Mid-infrared spectroscopy of serum blood samples

Prior to bariatric surgery, a blood sample was collected with a serum separator tube (SST) from the fasting and awake subject. Spectra were acquired at each investigating center using a DIAFIR SPID™ FT-IR spectrometer (Rennes-France). Serum preparation was performed according to the manufacturer’s recommendations and spectra were acquired within 5 h of blood collection. For spectral acquisition, a disposable FEWS infrared sensor was placed in the spectrometer, the background signal was recorded in air, and 7 μl of fresh (unfrozen) serum was deposited on the sensor. The serum spectrum was acquired 8 min after deposition to obtain an accurate signal and to remove excess water, which can hide some infrared bands of interest. The FTIR absorption spectra were acquired in the 4000 to 800cm-1 frequency range.
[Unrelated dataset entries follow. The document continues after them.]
PR #1202, opened 2026-07-24
fix(mtp): reconcile info vs serve MTP-eligibility messaging

raullenchai:
## Why

`rapid-mlx info <native-MTP checkpoint whose head weights were stripped at convert>` (e.g. `qwen3.6-27b-8bit` → `unsloth/Qwen3.6-27B-MLX-8bit`, whose `config.json` still declares `text_config.mtp_num_hidden_layers=1` but ships 0 `mtp.*` tensors) reported a bare:

```
Spec decode      : ✗ disabled (no MTP/drafter trained)
MTP path         : disabled
```

…while `serve <same model> --speculative-config '{"method":"mtp"}'` first announced `MTP: enabled via --speculative-config` and only THEN hard-failed at inject time (the serve gate is CONFIG-based → sees the declaration → announces enabled; inject discovers the weights are absent). Both surfaces were individually correct, but a user who ran `info` then `serve` got whiplash.

## What

Add an actionable `MTP:` note under the `info` profile table that mirrors the exact serve-time hard-fail guidance and points to the resolution — the **sidecar path**:

```
  MTP: config declares mtp_num_hidden_layers=1 but the MTP head weights are absent in this checkpoint.
  Attach a separately-published MTP head, e.g.:
    rapid-mlx serve qwen3.6-27b-8bit --speculative-config '{"method":"mtp","model":"<head-repo>"}'
  (or re-convert the base checkpoint with an MTP-preserving convert).
```

The note fires exactly when the config declares an MTP head (`_detect_mtp_eligibility_verbose` != NONE, reusing the serve-time detector) but the resolved profile has spec decode wired off (head weights stripped). Now `info` and `serve` agree and both point to the sidecar.

## Design / safety

- **No gate/eligibility BEHAVIOR change.** The serve-time gate still correctly hard-fails; `detect.py` is untouched. This only reconciles the `info` REPORTING surface.
- The fixed-width profile table stays weight-free / config-free and deterministic — its cells are unchanged, preserving the `MTP path` controlled-vocabulary contract.
- The `config.json` read (LOCAL HF cache only, no network) lives solely in the new `_mtp_declared_absent_layers` helper, is pre-filtered on the resolved profile so it only touches disk for the exact whiplash-prone case (native-MTP family + spec decode off), and degrades to no-note when the config isn't cached.

## Tests

- 6 deterministic unit tests for `_mtp_declared_absent_layers` (config read monkeypatched; covers declared-but-absent, spec-on short-circuit, non-native family, uncached, config-declares-none, and a guard that `format_profile_table` stays config-free).
- 2 `info` note tests (note appears when declared-but-absent; suppressed otherwise).
- Full `test_model_auto_config.py` + `test_cli_info.py` + MTP/DFlash/DDTree suites pass.

### DIFF
--- a/tests/test_cli_info.py
+++ b/tests/test_cli_info.py
@@ -99,9 +99,12 @@ def test_info_prints_mtp_sidecar_note_when_head_declared_but_absent(
     out = _run_info("qwen3.6-27b-8bit")
     assert "mtp_num_hidden_layers=1" in out, f"declared-layer count missing:\n{out}"
     assert "head weights are absent" in out, f"absent-head diagnosis missing:\n{out}"
-    # Actionable: mirrors the serve-time sidecar remedy.
-    assert "--speculative-config" in out and '"method":"mtp"' in out, (
-        f"sidecar serve command missing from note:\n{out}"
+    # Actionable: must emit the COMPLETE sidecar remedy — the ``model`` field
+    # is load-bearing. Asserting the full fragment (not just ``method``)
+    # guards against regressing to a bare ``{"method":"mtp"}`` that would just
+    # reproduce the original inject-time hard failure (codex #1202 round 2).
+    assert """--speculative-config '{"method":"mtp","model":"<head-repo>"}'""" in out, (
+        f"complete sidecar serve command missing from note:\n{out}"
     )
     # The serve command must carry the user-typed alias, not the HF path.
     assert "rapid-mlx serve qwen3.6-27b-8bit" in out, (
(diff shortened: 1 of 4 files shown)


raullenchai:
Closing: low value vs cost. This only reconciles the info-vs-serve MTP-eligibility *messaging* (cosmetic). It didn't converge under adversarial review (codex kept surfacing legitimate but ever-deeper robustness findings across a broad diff over 7 rounds). Not worth it. The one genuinely useful hunk — separating the printed serve target with `--` so a `-`-prefixed path can't be misparsed — can be cherry-picked standalone if desired.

The nominal spectral resolution was set to 4 cm-1 and a zero-filling factor of 2 was used, resulting in a discrete spectral point spacing of 2 cm-1. A Blackman Harris 3-term apodization function was used for the Fourier transform. For each spectrum, 64 scans were co-added.

Statistics

The number of individuals recruited was based on a MASH prevalence estimate of 20% (precision of 5% and confidence interval of 95%), and an unusable data fraction of 25%. It was planned to separate the population into a calibration group (model estimation; 2/3 of patients) and a validation group (model validation; 1/3 of patients). Thus, the number of patients needed was 308 (calibration) and 154 (validation), i.e., a minimum of 462 patients. The COVID-19 crisis halted enrolment for several months, so recruitment ceased once sufficient patients for a calibration group had been recruited.
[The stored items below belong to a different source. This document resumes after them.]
PR #1206, opened 2026-07-24
fix(mtp): correct false comment on MTP sidecar float-dtype role check

raullenchai:
## Follow-up to PR #1201 codex finding

PR #1201 (`fix(mtp): eliminate intermittent empty response on Qwen3.6 MTP sidecar path`) added a by-role dtype check in `vllm_mlx/spec_decode/mtp/qwen3_5_inject.py`. An independent codex review run raised one more finding that 2 of 3 review runs did NOT flag:

> [BLOCKING] the dtype check accepts each floating tensor independently (integer-role params like the packed `weight` must match dtype EXACTLY, but floating-role params `scales`/`biases` need only be *some* floating dtype). So a sidecar with shape-correct but MISMATCHED `scales`/`biases` float dtype passes validation and can still fail later in `mx.quantized_matmul` at the first draft step — recreating the mid-stream empty-response failure.

The code defends the loose float check with a comment: *"a real sidecar legitimately ships bf16 scales against the freshly-quantized fp32 module and `load_weights` casts them, so an exact float check would false-reject valid checkpoints."*

## Investigation

**Fact-check #1 — the comment's stated mechanism is wrong.** Read `mlx.nn.Module.load_weights` / `Module.update` source directly:

```python
# nn.Module.update
if isinstance(current_value, mx.array):
    ...
    dst[k] = new_value   # <-- bare assignment, no cast
```

`load_weights(strict=False)` calls `self.update(tree_unflatten(weights), strict=False)`, which assigns arrays verbatim. **It does not cast dtypes.** The comment's rationale is factually wrong.

**Fact-check #2 (the decisive part) — does that make the loose check actually unsafe?** That depends entirely on whether `mx.quantized_matmul` / `mx.gather_qmm` reject a floating-dtype mismatch between `x`/`weight`/`scales`/`biases`, which is an empirical MLX question, not something you can reason about from the Python source. I wrote a standalone probe building `nn.QuantizedLinear` (the exact call the MTP `fc`/attention layers make: `mx.quantized_matmul(x, weight, scales=scales, biases=biases, transpose=True, group_size=.., bits=..)`) and forced mismatched floating dtypes onto `scales`/`biases` in both directions (fp32 module + bf16/fp16 scales, and bf16 module + fp32 scales), plus the MoE path (`SwitchGLU`/`QuantizedSwitchLinear` → `mx.gather_qmm`).

**Result: every combination TOLERATES the mismatch — none raise.** MLX silently promotes/computes across floating dtypes rather than enforcing an exact match. Ran on both `mlx==0.31.2` (this repo's pinned floor) and `mlx==0.32.0`, on the default GPU (Metal) device — same result both times, 10/10 cases tolerate:

```
control_fp32_matches: tolerate
scales_bf16_vs_fp32: tolerate
biases_bf16_vs_fp32: tolerate
scales_fp16_vs_fp32: tolerate
both_bf16_vs_fp32: tolerate
scales_fp32_vs_bf16: tolerate
x_bf16_scales_fp32: tolerate
gather_qmm_control: tolerate
gather_qmm_scales_bf16: tolerate
gather_qmm_biases_fp16: tolerate
```

Sample precision-diff evidence (same weight, only `scales` dtype differs — fp32 vs bf16):
```
CONTROL (fp32 scales): out[0,:4]=[0.34953, -0.30505, -0.37162, -0.24791]
MISMATCH (bf16 scales): out[0,:4]=[0.35309, -0.29941, -0.37214, -0.24651]
```
Small bf16-precision drift, no crash, no NaN/Inf, finite output.

Per STEP 2 of the task instructions ("only if STEP 1 shows it CAN raise") — since STEP 1 showed unconditional tolerance across every combination and both pinned MLX versions, an end-to-end sidecar-corruption repro was not needed to demonstrate a crash (there is none to reproduce). Instead I built the injector-level integration test directly (see below), which proves the same thing from the other end: a real corrupted-dtype sidecar passes injection and drafts without raising.

## Verdict: NOT reproducible (false positive on the failure mechanism)

The codex finding's factual premise about the comment ("load_weights casts them") is **wrong**, but its predicted failure ("fails in mx.quantized_matmul at the first draft step") does **not** happen — `quantized_matmul`/`gather_qmm` tolerate the mismatch. The loose by-role check is safe, just not for the reason the code claimed.

## Changes

1. **`vllm_mlx/spec_decode/mtp/qwen3_5_inject.py`** — corrected the comment: `load_weights` does NOT cast; the loose floating check is safe because `mx.quantized_matmul`/`mx.gather_qmm` tolerate a floating-dtype mismatch (verified, cites the new tests below). If a future MLX version changes this, the tests are the tripwire and the check needs tightening to an exact match, mirroring the integer branch.
2. **`tests/test_mtp_spec_decode.py`** — two new regression tests:
   - `test_quantized_matmul_and_gather_qmm_tolerate_mismatched_floating_dtype` — direct MLX-behavior canary (the probe above, as a test). Fails first if a future MLX bump starts rejecting floating-dtype mismatches.
   - `test_inject_accepts_sidecar_with_mismatched_floating_scales_dtype_and_drafts_correctly` — injector-level integration test: builds a valid quantized synthetic sidecar, corrupts one non-`fc` `.scales` tensor's dtype (fp32 → bf16, same shape/values), confirms `inject_mtp_support` still returns `True` (the loose check correctly accepts it) and the MTP draft forward (`mtp_forward`) runs to completion with finite output — the exact call path the codex finding predicted would crash.

## Test plan

- [x] `ruff format` + `ruff check` on both changed files — clean
- [x] `pytest tests/test_mtp_spec_decode.py -q` — 94/94 passed (including the 2 new tests)
- [x] Probe run on both `mlx==0.31.2` and `mlx==0.32.0` — same tolerant result

Does NOT touch operator spec-decode initiative lanes (`vllm_mlx/spec_decode/spec_decode/`, `vllm_mlx/speculative/*`).

### DIFF
--- a/tests/test_mtp_spec_decode.py
+++ b/tests/test_mtp_spec_decode.py
@@ -2048,18 +2048,30 @@ def test_quantized_matmul_and_gather_qmm_tolerate_mismatched_floating_dtype():
     )
 
     # The MoE path (SwitchGLU / QuantizedSwitchLinear -> gather_qmm) —
-    # exercised when a Qwen3.6 MoE MTP head layer is present.
+    # exercised when a Qwen3.6 MoE MTP head layer is present. Cover BOTH
+    # directions here too (matching the quantized_matmul cases above and
+    # the "in both directions" claim in the qwen3_5_inject.py comment):
+    # (a) fp32 module/input with mismatched bf16/fp16 sidecar scales, and
+    # (b) the reverse — a bf16 module/input with mismatched fp32 scales,
+    # which is exactly the "fp32 scales for a bf16 MoE module" config the
+    # by-role check accepts.
     from mlx_lm.models.switch_layers import SwitchGLU
 
     num_experts, top_k = 4, 2
-    switch = SwitchGLU(in_dims, in_dims, num_experts)
-    _nn.quantize(switch, group_size=group_size, bits=bits)
-    _mx.eval(switch.parameters())
-    x_moe = _mx.random.uniform(shape=(1, 3, in_dims)).astype(_mx.float32)
     inds = _mx.array([[0, 1], [1, 2], [2, 3]]).reshape(1, 3, top_k)
-    gate = switch.gate_proj
 
-    def gather_qmm_ok(scales, biases):
+    def make_switch(param_dtype):
+        switch = SwitchGLU(in_dims, in_dims, num_experts)
+        # Cast each SwitchLinear's FP weight before quantizing so the
+        # derived scales/biases land in ``param_dtype``.
+        for _name in ("gate_proj", "up_proj", "down_proj"):
+            _lin = getattr(switch, _name)
+            _lin.weight = _lin.weight.astype(param_dtype)
+        _nn.quantize(switch, group_size=group_size, bits=bits)
+        _mx.eval(switch.parameters())
+        return switch
+
+    def gather_qmm_ok(gate, x_moe, scales, biases):
         out = _mx.gather_qmm(
             x_moe,
             gate.weight,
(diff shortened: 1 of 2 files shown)


raullenchai:
Closing without merging. Investigation conclusion: the codex finding (#695 loose float-dtype role check) is a **false alarm**. A standalone probe forced mismatched floating dtypes (fp32↔bf16/fp16, both directions) onto scales/biases through `mx.quantized_matmul` and `mx.gather_qmm` — **10/10 combinations tolerate the mismatch** (silent float promotion, finite output), on both `mlx==0.31.2` (the pyproject floor) and `mlx==0.32.0`. So the loose by-role dtype check is correct and needs no code change; the empty-response class is fully closed by #1201.

The only real defect this surfaced was a factually-wrong code comment ('load_weights casts them' — it does not; `Module.update` assigns verbatim). That is a one-line doc wart, not worth a dedicated PR for a false alarm; it can ride along a future change touching this file. The durable finding is recorded in project memory. Closing.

Continuous variables were summarized by the median and interquartile range. All variables were tested for normal distribution using the Shapiro–Wilk test. Comparisons were made using Student’s t-test for normally distributed data or with the Mann–Whitney U test. Nominal data were tested using Fisher’s exact test. The Kruskal–Wallis test was used to compare data between centers.

Spectral data analysis

Preprocessed mid-infrared spectra15 were analysed to discriminate between the metabolic fingerprints of MASH and non-MASH patients. For this purpose, spectra were separated into a calibration population (2/3) and a validation population (1/3) respecting the prevalence of MASH and the representativeness of each investigating center. Once the most discriminative set of variables was identified42 a logistic regression model was fitted and applied to the validation group. The result was a score between 0 (No-MASH) and 1 (MASH) expressing the probability that a given patient had MASH. To evaluate the performance of the score, particularly in terms of sensitivity, specificity, PPV, NPV and well-classified rate, the threshold was chosen according to the "criterion closest to (0.1)". The stability of the prediction (CIs) of models was estimated by 1000 bootstrap replicates (random sampling with replacement).

Clinical variables statistically associated with MASH (p < 0.05) and the spectral score were used in a multivariate analysis (backward selection according to p-value logistic regression) to define a “multivariate model”. The clinical variables used in the multivariate model were also used to define a so-called “clinical” model. Model accuracies were assessed using the area under the curve, sensitivity and specificity, and comparisons were made using bootstrap sampling (1000 replicates, random sampling with replacement). All statistical analyses were performed in R43.